Nicole Campbell can empathize with students feeling the weight of personal and academic stress involved in remote learning.
And because the professor of physiology and pharmacology has been there – and come out the other side – she is committed to designing courses that help build students’ success as scholars and as people.
Campbell was living in Toronto with her family when she landed her teaching job at Western in 2015. Her son was still an infant, her daughter four, and she had just started a Master’s of Education degree. Also, her husband couldn’t leave Toronto right away, so for three months she and the kids stayed in Stratford with his parents – a 60-kilometre commute to and from work.
Juggling a new career in a new city with two young kids was tough enough; trying to maintain her grades in a remote learning situation at the same time was downright stressful.
“I felt extremely overwhelmed,” said Campbell, who teaches at the Schulich School of Medicine & Dentistry.
Campbell feels solidarity with her students, many aiming to get into medical school after completing the fourth-year Interdisciplinary Medical Sciences capstone courses she teaches.
“I cared about my grades even though I didn’t need them to get into another program. I saw myself in my students,” she said. “I started to have a lot of empathy for them. I was thinking, ‘they are doing this – times five.’”
It’s why she has spent years emphasizing the importance of building community and of incorporating lessons on time management and other transferable skills into her course curriculum.
It’s also why she devoted this summer to redesigning those courses, creating innovative online activities and sharing what she learned with other Western instructors, who are also pivoting to emergency remote teaching.
And it’s why she launched a class Facebook group and started posting video messages to her students last June, months before classes were scheduled to begin.
“While some of you might be nervous about what to expect for the upcoming year, I want to provide you with a little bit of reassurance,” Campbell said in one YouTube video.
I want to encourage you to (think) . . . about, how is this year maybe going to give you opportunities or skills that are going to be necessary for your future career that we otherwise wouldn’t have had a chance to get?” ~ Professor Nicole Campbell
Skills including online communication expertise, for example, and navigating web conferences and remote teamwork.
“Absolutely, it’s going to be different, but you may actually find that in some ways you prefer certain aspects.”

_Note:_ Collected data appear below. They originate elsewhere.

PR #7351, opened 2023-10-03
feat(from): change from accepted arguments

ynoplanetashka2:
added support for function/async-function
as argument for "from"


josepot:
> added support for function/async-function as argument for "from"

https://rxjs.dev/api/index/function/defer

ynoplanetashka2:
@josepot 
_defer_ works with _observable's_.
as far as i know there is no convenient way to create an `observable` from `async-function`.
while u can create `observable` from `promise` with "from", your `observable` won't rerun `promise` on subscriptions.

PR #7358, opened 2023-10-25
chore: remove redundant files

Andarist:


operators/package.json
Andarist, line 1: with the monorepo support this alias directory is meant to be in the `packages/rxjs` so it's redundant in the root

package-lock.json
Andarist, line 1: from what I see Lerna is configured to using Yarn so that's your package manager of choice and thus this npm-specific lockfile is redundant

benlesh (approved):

benlesh:
Thank you, @Andarist

PR #7363, opened 2023-10-27
refactor: testing matcher and logging

benlesh:
Refactors the error matcher to accommodate the fact that we know the shape of the things we are testing. This is only a change to our own matchers and is not publicly exposed. This was tested by intentionally breaking several tests and checking outcomes. The debugging information provided by the assertion is also improved.

I can't believe I didn't spend some time doing this ages ago. There's still room for improvement here, but this does make things easier to debug.

image
image
image

### DIFF
--- a/packages/rxjs/spec/helpers/observableMatcher.ts
+++ b/packages/rxjs/spec/helpers/observableMatcher.ts
@@ -1,49 +1,175 @@
 import * as _ from 'lodash';
 import * as chai from 'chai';
+import { ErrorNotification, NextNotification, ObservableNotification } from 'rxjs';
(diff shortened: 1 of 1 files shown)


benlesh:
Rethinking this change. As most people will be using a deep equals algorithm that is less forgiving with notifications structures. (i.e. matching `{ kind: 'N', value: 1 }` with `{ kind: 'N', value: 1, error: undefined }`.

kwonoj:
fyi I made a custom matcher once: 

image
image

https://github.com/kwonoj/rx-sandbox/blob/master/src/assert/marbleAssert.ts

PR #7368, opened 2023-10-29
chore: migrate to eslint

43081j:
This just removes tslint and its associated packages, replacing them with eslint and `@typescript-eslint`.

Any custom rule config we had has been discarded so we can instead rely on the recommended configs from both eslint and tseslint.

let me know if you want this. if you want any specific rules too, just let me know.


packages/rxjs/spec/observables/from-spec.ts
```diff
@@ -7,7 +7,7 @@ import { ReadableStream } from 'web-streams-polyfill';
 import { observableMatcher } from '../helpers/observableMatcher';
 
 function getArguments<T>(...args: T[]) {
-  return arguments;
```
benlesh, line 10: This isn't correct. We actually wanted to test to make sure that `from(arguments)` worked (this is an old pattern that I suspect most people don't use), but it's really testing "ArrayLike", where `arguments` is the most well-used "ArrayLike".

benlesh (changes requested):
The only thing I saw in there is where we changed `getArguments`, which was literally trying to get an `Arguments` instance on purpose. I think if that's changed back, we're good to go with this.

I REALLY appreciate this PR.

43081j:
no worries, i've reverted that and added an ignore.

we may have also found a bug in the prefer-const eslint rule, or just a limitation. in that anywhere we do this pattern:

```ts
let x;

doThingLaterOn(() => {
  x();
});
doThingNow(() => {
  x = whatever;
});
```

it tells us to use `const` but we can't ofc. I just ignored those lines

benlesh (approved):

benlesh (changes requested):
Oops. It looks like we have a failing test. Womp womp.

packages/rxjs/spec/observables/fromEvent-spec.ts
```diff
@@ -352,7 +352,7 @@ describe('fromEvent', () => {
     };
 
     function selector(x: number, y: number, z: number) {
-      return [].slice.call(arguments);
+      return [].slice.call(x, y, z);
```
benlesh, line 355: This looks like an issue... it's not the same. Just leave the old code as is and add an ignore, I think.

43081j:
not sure why CI is failing... something to do with core-js in the dev site's build? 🤔 any idea?

benlesh:
@43081j I think if you rebase now, it may resolve the issue.

43081j:
sorry for the delay @benlesh , have rebased now 👍

43081j:
rebased again fyi

benlesh:
The failure here seems weird. I'm going to go ahead and merge this, and sort it out separately.

benlesh:
Thank you again, @43081j ... this is a very helpful PR

43081j:
no problem, thanks for taking time to review

i also couldn't figure the failure out since i couldn't repro it locally, will be interesting to find out what it was 👀

PR #7367, opened 2023-10-29
fix(docs): fix missing overloads in docs when overload count is less than 3

tmair:
**Description:**
This PR fixes an issue in the docs app, that does not display the overlays if the number of overloads is 2. The overload is printed at the top of the document.

**Related issue (if exists):** #5281

See also AIO Commit: https://github.com/angular/angular/commit/e0c736066cfd3fb4d784c2a335e6214ed6d6ec21

Issue #5281, opened 2020-01-30
Operator overload signatures are not shown in docs app


cartant:
### Description Of The Issue

In the docs app, overload signatures are shown for methods on `Observable` - e.g. five overload signatures are shown for `subscribe`.

However, overload signatures are not shown for operators. That makes documenting `shareReplay` somewhat difficult, as it has a number of signatures - including a signature that takes a single config object. The same problem exists for the config object signature added for `retry` in [this PR](https://github.com/ReactiveX/rxjs/pull/5280).

It's not clear what needs to be done to effect the showing of overload signatures for operators and I'm not sure what it is that effects them for `Observable#subscribe` - as  there doesn't seem to be anything specific to overloads in the TSDoc.

dzhavat:
It might sound funny but I just added a 3rd signature function to the `shareReplay` operator, rebuild the docs, launched them, and now the Overloads section is there. 

![image](https://user-images.githubusercontent.com/1096332/73575716-0d1da680-4479-11ea-8f30-b10c9f01fc88.png)

![image](https://user-images.githubusercontent.com/1096332/73575851-57068c80-4479-11ea-950e-36501f038c52.png)

I did the opposite with the `mergeMap` operator. Deleted a signature function to just two (from three) and the Overloads section is not there. So there's something with having a specific number of signatures before they appear in the docs.

cartant:
@dzhavat Nice find.

dzhavat:
Looks like my observation above is correct. Here's how the Overloads section is build :) 

https://github.com/ReactiveX/rxjs/blob/5170728f0262d65ab43937da9cbd621d6a5b4739/docs_app/tools/transforms/templates/api/function.template.html#L19

jakovljevic-mladen:
Closed in #7367.

PR #7369, opened 2023-10-30
fix(docs): fix missing overloads in docs when overload count is less than 3

tmair:
**Description:**
This PR fixes the display of overloads in the docs application if there are less than 3 overloads. 

Backport of: #7367

**Related issue (if exists):** #5281

### DIFF
--- a/docs_app/tools/transforms/templates/api/function.template.html
+++ b/docs_app/tools/transforms/templates/api/function.template.html
@@ -3,7 +3,7 @@
 {% extends 'export-base.template.html' -%}
 
 {% block overview %}
-{% if doc.overloads.length > 0 and doc.overloads < 3 -%}
+{% if doc.overloads.length > 0 and doc.overloads.length < 3 -%}
   {% for overload in doc.overloads -%}
     {$ memberHelpers.renderOverloadInfo(overload, 'function-overload', doc) $}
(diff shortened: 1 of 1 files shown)


jakovljevic-mladen:
@benlesh, now we're running into issue where CI fails on `7.x` branch. Error:

```
npm ERR! notsup Required: {"node":"^18.17.0 || >=20.5.0"}
npm ERR! notsup Actual:   {"npm":"8.19.4","node":"v16.20.2"}
```

How do we solve this?

BTW, change from this PR does not impact in any way anything that is tested during CI run, so I will probably merge it later. Just want to make sure you know that we're having issues with CI run.

benlesh:
> How do we solve this?

I'm not quite sure yet. I'll look into it. In the meantime, I think this can be merged.

benlesh:
@tmair thank you for this PR! BTW (and this isn't a big deal). When doing anything on the docs site, even if it's a "fix", just use `docs: whatever the change is` for the message. `fix(???): ???` will show up in the library's changelog.

tmair:
> @tmair thank you for this PR! BTW (and this isn't a big deal). When doing anything on the docs site, even if it's a "fix", just use `docs: whatever the change is` for the message. `fix(???): ???` will show up in the library's changelog.

Oh, I was not aware of this. I will try to remember this for any future PRs

Issue #7359, opened 2023-10-27
Logo on MPM website points to a 404


Lykos:
### Describe the bug

If you go to the [NPM site of RxJS](https://www.npmjs.com/package/rxjs), there is a broken image with the alt text "RxJS Logo". It points to https://github.com/reactivex/rxjs/blob/HEAD/docs_app/src/assets/images/logos/Rx_Logo_S.png which doesn't exist.

### Expected behavior

The logo should point to https://github.com/ReactiveX/rxjs/blob/0bd47eab10dec89f245b888f1f26e03cb36d2a78/apps/rxjs.dev/src/assets/images/logos/Rx_Logo_S.png which shows the incredibly cute logo of RxJS.

### Reproduction code

```typescript
Just open https://www.npmjs.com/package/rxjs and you'll see the problem.
```

### Reproduction URL

https://www.npmjs.com/package/rxjs

### Version

7.8.1

### Additional context

This is not an issue of the RxJS code itself but rather with its NPM configuration. If you tell me where this is configured, I can even try to fix it myself.

jakovljevic-mladen:
I don't know how it works.

The logo is now moved to `https://raw.githubusercontent.com/reactivex/rxjs/HEAD/apps/rxjs.dev/src/assets/images/logos/Rx_Logo_S.png`, but current stable version is now way off of the `HEAD` so pointing to `https://raw.githubusercontent.com/reactivex/rxjs/HEAD/docs_app/src/assets/images/logos/Rx_Logo_S.png` doesn't really work.

We should probably make it work to point to `7.x` branch, or at least to the latest stable version of the library.

Because it works with `https://raw.githubusercontent.com/reactivex/rxjs/7.x/docs_app/src/assets/images/logos/Rx_Logo_S.png` or `https://raw.githubusercontent.com/reactivex/rxjs/7.8.1/docs_app/src/assets/images/logos/Rx_Logo_S.png`.

Maybe @benlesh has some option to adjust on NPM?

benlesh:
No, we just need to publish 7.x again with the change. It's low-priority, but fixable with a publish.

benlesh:
[...]

PR #7371, opened 2023-11-03
in the npm websie the icon disappeared

giorgioGTelian:
**Description:**

**BREAKING CHANGE:** 


jakovljevic-mladen:
Hello @giorgioGTelian, thank you for the PR.

I don't think this is the right way of fixing this issue. This PR adds a completely new folder structure that does match what NPM does on their site. This is discussed in #7359 and the solution was proposed in [this comment](https://github.com/ReactiveX/rxjs/issues/7359#issuecomment-1784198119).

I'm gonna close this as the fix for NPM is not by modifying anything in the repo.

giorgioGTelian:
sure thank you for the clarification
i kinda suspected that was not the correct solution but i wanted to draw attention to it anyway.
 hope that wasn't too much of an hussle.
take care!

jakovljevic-mladen:
Not at all. You too.

PR #7374, opened 2023-11-10
Observable gets its own package - Stage 1

benlesh:
Okay, really this is "stage 2 or 3" as we've already done some work elsewhere.

This PR needs to be reviewed per-commit. It's really just moving things around. The goal here is to just move everything under `Observable.ts` that _required_ for observable. Right now that's a little more than you'd think. But we can shave it down after.

Again, review this per-commit so it's easier to understand what all changed and why. See the commit messages for more details.

**Note that I've moved `from` under the Observable.ts file** This is intentional. There is little to no chance that code using Observable, particularly with any operator will not _want_ from. The W3C Observable has `Observable.from`, and I'm going to propose that we move it back on. I've never seen a bundle that used Observable that DIDN'T include `from`. It's ubiquitous, and it's very likely that users of raw `Observable` will want to convert native types to observables.


packages/rxjs/src/internal/Observable.ts
```diff
@@ -466,3 +1008,375 @@ export class Observable<T> implements Subscribable<T> {
...
+  Own,
+  InteropObservable,
+  ArrayLike,
+  Promise,
+  AsyncIterable,
+  Iterable,
+  ReadableStreamLike,
+}
+
+export function getObservableInputType(input: unknown): ObservableInputType {
```
benlesh, line 1242: NEW: I've centralized the checking of `ObservableInput<T>` here. We had it in two places before, and order mattered. We also had to duplicate the error throwing behavior. This is now used in both `from` and `schedule`.

packages/rxjs/src/internal/Observable.ts
```diff
@@ -341,7 +883,7 @@ export class Observable<T> implements Subscribable<T> {
    * in the order they were passed in.
    */
   pipe(...operations: UnaryFunction<any, any>[]): unknown {
-    return pipeFromArray(operations)(this);
+    return operations.reduce(pipeReducer, this as any);
```
benlesh, line 886: Refactored more than a move: This is so small, I couldn't see a reason not to just inline it for now. the `pipeFromArray` was used in `Observable#pipe`, `pipe`, and `rx`, and we'll need to separate it up when they're in different packages.

packages/rxjs/src/internal/Observable.ts
benlesh, line 1: Yes, it's a big file now. Once we have an `@rxjs/observable` package, I'll move the "internal" stuff out of here, and reorganize a bit. BUT! I might still keep most things in one file, as all of the import/export logic adds some "death-by-a-thousand-cuts" bloat to bundled chunks.

niklas-wortmann (approved):
Went high level over it, looks good but quite a lot of changes :D

packages/rxjs/src/internal/Observable.ts
```diff
@@ -1241,3 +1232,28 @@ export function subscribeToArray<T>(array: ArrayLike<T>, subscriber: Subscriber<
...
+
+export enum ObservableInputType {
+  Own,
+  InteropObservable,
+  ArrayLike,
+  Promise,
+  AsyncIterable,
+  Iterable,
+  ReadableStreamLike,
+}
```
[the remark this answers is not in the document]
benlesh: No. This will never be public. I could switch this to numeric constants at some point, I suppose. It's an implementation detail.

Meant for community-building and not for sharing course content with the class of 150 students, the Facebook group nevertheless had more than 120 members by mid-August; and each post this summer has been viewed more than 100 times, said Campbell.
Sometimes she starts threads by asking members about their weekends. In a recent post, she asked them to share time management tips.
“It’s just for people to acknowledge we are all human,” said Campbell. “Students love it.”
The COVID-19 pandemic is often framed as a setback for students, but it does present an opportunity to learn some relevant professional skills, said Campbell.
We are going to see more online engagement with careers, so why not teach that to our students?” she said. “We need to make sure we are instilling best practices – How do you send a Zoom invite? How do you take good notes? How do you get to know your team?”
“I believe that teaching transferable skills is a way to mediate some of the general stress and anxiety that lingers with the school atmosphere.”
Through Western’s Centre for Teaching and Learning this summer, Campbell has been sharing best online practices with other teachers, and she hosted a workshop on how to lead engaging and efficient live sessions.
While she encourages teachers to know when it makes sense to sacrifice some elements of a course – for Campbell it was certain performance-based lab tasks, and attendance management – she’ll do what’s needed to keep team-building activities, such as her annual escape box challenge.
Traditionally, groups of students work to solve puzzles that help them unlock boxes and doors.
This year, to comply with COVID-19-era physical distancing guidelines without losing the valuable activity, summer interns built an online escape room.
“The goal was to create an activity that served the same purpose as the original escape room, but in a safe way,” said intern and fourth-year student Cameron Hick. “A big thing with going online is . . . you have to figure out how to do group work, be able to coordinate being in an online environment and getting those social cues.
Helping to create online resources has reassured her that remote learning might be OK, said Hick. “Even though everything will be different it will be a positive and successful learning environment.”